(Records shown begins)
PR #5329, opened 2017-07-31
ISPN-8004 Optimize serialization of encoders

gustavonalle:
https://issues.jboss.org/browse/ISPN-8004

### DIFF
--- a/commons/src/main/java/org/infinispan/commons/dataconversion/EncodingUtils.java
+++ b/commons/src/main/java/org/infinispan/commons/dataconversion/EncodingUtils.java
@@ -4,6 +4,7 @@ package org.infinispan.commons.dataconversion;
  * Utilities to encode/decode keys and values from caches.
  *
  * @since 9.1
+ * @deprecated Use the org.infinispan.encoding.DataConversion obtained from the AdvancedCache.
  */
 public final class EncodingUtils {
 
--- a/core/src/main/java/org/infinispan/encoding/DataConversion.java
+++ b/core/src/main/java/org/infinispan/encoding/DataConversion.java
@@ -6,12 +6,15 @@ import java.io.ObjectOutput;
 import java.util.Set;
 
 import org.infinispan.commons.dataconversion.ByteArrayWrapper;
+import org.infinispan.commons.dataconversion.CompatModeEncoder;
 import org.infinispan.commons.dataconversion.Encoder;
 import org.infinispan.commons.dataconversion.IdentityEncoder;
 import org.infinispan.commons.dataconversion.Wrapper;
 import org.infinispan.commons.marshall.AbstractExternalizer;
 import org.infinispan.commons.marshall.Ids;
+import org.infinispan.commons.marshall.Marshaller;
 import org.infinispan.commons.util.Util;
+import org.infinispan.configuration.cache.CompatibilityModeConfiguration;
 import org.infinispan.configuration.cache.Configuration;
 import org.infinispan.factories.annotations.Inject;
 import org.infinispan.marshall.core.EncoderRegistry;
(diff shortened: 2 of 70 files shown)


server/hotrod/src/main/java/org/infinispan/server/hotrod/ClientListenerRegistry.java
```diff
@@ -379,11 +372,11 @@ public void onCacheEvent(CacheEntryEvent<byte[], byte[]> event) {
             }
             Object k = event.getKey();
             Object v = event.getValue();
-            if (keyEncoder.isStorageFormatFilterable() && k != null) {
-               k = fromStorage(k, keyEncoder, keyWrapper);
+            if (keyDataConversion.isStorageFormatFilterable() && k != null) {
```
karesti: is it necessary to test that k is not null ? the fromStorage already checks that it seems to me

core/src/main/java/org/infinispan/encoding/DataConversion.java
```diff
@@ -0,0 +1,162 @@
...
+      } else {
+         CompatibilityModeConfiguration compatibility = configuration.compatibility();
+         Marshaller compatMarshaller = compatibility.marshaller();
+         this.encoder = new CompatModeEncoder(compatMarshaller);
+      }
+   }
+
+   public Object fromStorage(Object stored) {
+      checkConverters();
+      if (stored == null) return null;
```
karesti: I would check first if the value is null

karesti:
@gustavonalle I'm going to advance other stuff, so I guess I will rebase your work from master 👍 
Most of the time we use key/value together. I would prefer to have to pass 1 single class as CacheEncoders as I did in my branch, but I'm ok on this too

commons/src/main/java/org/infinispan/commons/dataconversion/EncodingUtils.java
```diff
@@ -4,6 +4,7 @@
  * Utilities to encode/decode keys and values from caches.
  *
  * @since 9.1
+ * @deprecated Use the org.infinispan.encoding.DataConversion obtained from the AdvancedCache.
  */
 public final class EncodingUtils {
```
gustavonalle: I deprecated because this class is public, it's not used because I already removed the (internal) usages

core/src/main/java/org/infinispan/encoding/DataConversion.java
gustavonalle: +1

gustavonalle:
> I would prefer to have to pass 1 single class as CacheEncoders

I think it'd be fine too, but as you said streams/filter sometimes require only the K or V to be converted and we can avoid shipping everything around, specially because the converters will include more (media type) soon.

server/hotrod/src/main/java/org/infinispan/server/hotrod/ClientListenerRegistry.java
gustavonalle: this seems like a leftover from previous iterations, let me clean it up

tristantarrant:

gustavonalle:
Rebased and dressed reviews

tristantarrant:
I think we should add a section to the "contributing" docs listing known encoder ids and reference it from the encoder interface.

gustavonalle:
@tristantarrant Alternatively, I can enhance the javadoc of the encoder interface about those Ids, so documentations stays together with the code, wdyt?

gustavonalle:
Needs rebase, will come back to this shortly

gustavonalle:
rebased

galderz:
@anistor @karesti Anything to add here?

karesti:
@gustavonalle seems good to me too 💃

wburns:
Integrated into master, thanks @gustavonalle !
(Records shown ends)
The task — The records above should be restated word for word, please.

Task response —
PR #5329, opened 2017-07-31
ISPN-8004 Optimize serialization of encoders

gustavonalle:
https://issues.jboss.org/browse/ISPN-8004

### DIFF
--- a/commons/src/main/java/org/infinispan/commons/dataconversion/EncodingUtils.java
+++ b/commons/src/main/java/org/infinispan/commons/dataconversion/EncodingUtils.java
@@ -4,6 +4,7 @@ package org.infinispan.commons.dataconversion;
  * Utilities to encode/decode keys and values from caches.
  *
  * @since 9.1
+ * @deprecated Use the org.infinispan.encoding.DataConversion obtained from the AdvancedCache.
  */
 public final class EncodingUtils {
 
--- a/core/src/main/java/org/infinispan/encoding/DataConversion.java
+++ b/core/src/main/java/org/infinispan/encoding/DataConversion.java
@@ -6,12 +6,15 @@ import java.io.ObjectOutput;
 import java.util.Set;
 
 import org.infinispan.commons.dataconversion.ByteArrayWrapper;
+import org.infinispan.commons.dataconversion.CompatModeEncoder;
 import org.infinispan.commons.dataconversion.Encoder;
 import org.infinispan.commons.dataconversion.IdentityEncoder;
 import org.infinispan.commons.dataconversion.Wrapper;
 import org.infinispan.commons.marshall.AbstractExternalizer;
 import org.infinispan.commons.marshall.Ids;
+import org.infinispan.commons.marshall.Marshaller;
 import org.infinispan.commons.util.Util;
+import org.infinispan.configuration.cache.CompatibilityModeConfiguration;
 import org.infinispan.configuration.cache.Configuration;
 import org.infinispan.factories.annotations.Inject;
 import org.infinispan.marshall.core.EncoderRegistry;
(diff shortened: 2 of 70 files shown)


server/hotrod/src/main/java/org/infinispan/server/hotrod/ClientListenerRegistry.java
```diff
@@ -379,11 +372,11 @@ public void onCacheEvent(CacheEntryEvent<byte[], byte[]> event) {
             }
             Object k = event.getKey();
             Object v = event.getValue();
-            if (keyEncoder.isStorageFormatFilterable() && k != null) {
-               k = fromStorage(k, keyEncoder, keyWrapper);
+            if (keyDataConversion.isStorageFormatFilterable() && k != null) {
```
karesti: is it necessary to test that k is not null ? the fromStorage already checks that it seems to me

core/src/main/java/org/infinispan/encoding/DataConversion.java
```diff
@@ -0,0 +1,162 @@
...
+      } else {
+         CompatibilityModeConfiguration compatibility = configuration.compatibility();
+         Marshaller compatMarshaller = compatibility.marshaller();
+         this.encoder = new CompatModeEncoder(compatMarshaller);
+      }
+   }
+
+   public Object fromStorage(Object stored) {
+      checkConverters();
+      if (stored == null) return null;
```
karesti: I would check first if the value is null

karesti:
@gustavonalle I'm going to advance other stuff, so I guess I will rebase your work from master 👍 
Most of the time we use key/value together. I would prefer to have to pass 1 single class as CacheEncoders as I did in my branch, but I'm ok on this too

commons/src/main/java/org/infinispan/commons/dataconversion/EncodingUtils.java
```diff
@@ -4,6 +4,7 @@
  * Utilities to encode/decode keys and values from caches.
  *
  * @since 9.1
+ * @deprecated Use the org.infinispan.encoding.DataConversion obtained from the AdvancedCache.
  */
 public final class EncodingUtils {
```
gustavonalle: I deprecated because this class is public, it's not used because I already removed the (internal) usages

core/src/main/java/org/infinispan/encoding/DataConversion.java
gustavonalle: +1

gustavonalle:
> I would prefer to have to pass 1 single class as CacheEncoders

I think it'd be fine too, but as you said streams/filter sometimes require only the K or V to be converted and we can avoid shipping everything around, specially because the converters will include more (media type) soon.

server/hotrod/src/main/java/org/infinispan/server/hotrod/ClientListenerRegistry.java
gustavonalle: this seems like a leftover from previous iterations, let me clean it up

tristantarrant:

gustavonalle:
Rebased and dressed reviews

tristantarrant:
I think we should add a section to the "contributing" docs listing known encoder ids and reference it from the encoder interface.

gustavonalle:
@tristantarrant Alternatively, I can enhance the javadoc of the encoder interface about those Ids, so documentations stays together with the code, wdyt?

gustavonalle:
Needs rebase, will come back to this shortly

gustavonalle:
rebased

galderz:
@anistor @karesti Anything to add here?

karesti:
@gustavonalle seems good to me too 💃

wburns:
Integrated into master, thanks @gustavonalle !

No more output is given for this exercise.